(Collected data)
============================================================

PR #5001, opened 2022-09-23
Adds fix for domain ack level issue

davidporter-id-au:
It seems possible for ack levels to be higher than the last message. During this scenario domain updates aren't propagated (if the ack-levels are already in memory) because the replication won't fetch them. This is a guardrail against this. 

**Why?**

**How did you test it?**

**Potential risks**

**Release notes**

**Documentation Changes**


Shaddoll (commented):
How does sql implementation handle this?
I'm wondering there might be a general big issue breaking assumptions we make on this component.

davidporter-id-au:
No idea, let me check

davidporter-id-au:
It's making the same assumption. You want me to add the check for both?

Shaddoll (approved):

============================================================

__What is being asked__:
The "you test it?**" line through the last line above: set these down exactly and add nothing else.

__Written reply__:
**How did you test it?**

**Potential risks**

**Release notes**

**Documentation Changes**


Shaddoll (commented):
How does sql implementation handle this?
I'm wondering there might be a general big issue breaking assumptions we make on this component.

davidporter-id-au:
No idea, let me check

davidporter-id-au:
It's making the same assumption. You want me to add the check for both?

Shaddoll (approved):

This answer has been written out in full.